The PgP-associated ATPase was determined colorimetrically as the vanadate-sensitive release of inorganic phosphate from ATP hydrolysis (REF). 1 μg membrane protein were incubated in ATPase buffer (50 mM KCl, 2.5 mM MgSO4, 0.5 mM EGTA, 3 mM DTT, 3 mM ATP, 2 mM oubain, 3 mM sodium azide, 25 mM Tris/HCl pH 7.4) and verapamil ( 10 μM), if desired. The reaction was carried out in 96 well microtiter plates in a final volume of 60 μl in the presence or the absence of 0.25 mM sodium orthovanadate. The microtiter plate was incubated at 37°C for one hour and the reaction was terminated by adding 200 μl of stop solution (0.2% ammonium molybdate, 1.3% sulfuric acid, 0.9% SDS and 1% ascorbic acid). After an additional 30 minutes of incubation the absorbance at 620 nm was read in a microplate reader. ATPase activity was expressed in mmol Pi/hr/mg protein.

Conflicto de intereses

Los autores declaran que no tienen intereses en conflicto.

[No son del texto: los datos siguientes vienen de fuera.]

PR #5167, opened 2021-09-17
Pick tweaks and bugfixes

wstampley:
Based on initial feedback to the pick rewrite, here are some more tweaks

- Fixing a bug I noticed with making sure certain containers are open beforehand
- Re-adding trap harvesting (based on request)
- Moving how armor is put back on (based on request in Discord from @Hiinky)
- Fixing a bug with skeleton keys
- Fixing a bug with non-pouch gem pouches
- Fixing a bug with loot_specials
- Fixing a bug with thief glance when there is a matching box on the ground in your room

### DIFF
--- a/pick.lic
+++ b/pick.lic
@@ -717,7 +717,7 @@ class Pick
 
     special = @settings.loot_specials.find { |x| /\b#{x['name']}\b/i =~ item_long }
     if special
-      DRCI.put_away_item?(item_long, special['bag'])
+      DRCI.put_away_item?(item, special['bag'])
       return
     end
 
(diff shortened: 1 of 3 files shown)


pick.lic
```diff
@@ -90,8 +90,8 @@ class Pick
     @all_trap_messages = picking_data['traps']
     @disarmed_trap_messages = picking_data['disarmed_traps']
 
-    @harvest_traps = @settings.harvest_traps
-    @component_container = @settings.component_container
+    @harvest_traps = @settings.pick['harvest_traps'] || @settings.harvest_traps
```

Autores de las contribuciones

HG and J BS initially developed the Peptidomatrix procedure. J BS worked out the method for preparations of tryptic peptides from biological material. J BS, OB, M KG and HG performed the experimental work and contributed to the discussions. OB, WDS and UP wrote the manuscript. DGR and UP provided intellectual guidance. DGR provided the patient material. WDS initiated the project, developed the mathematical analyses used, and directed the research.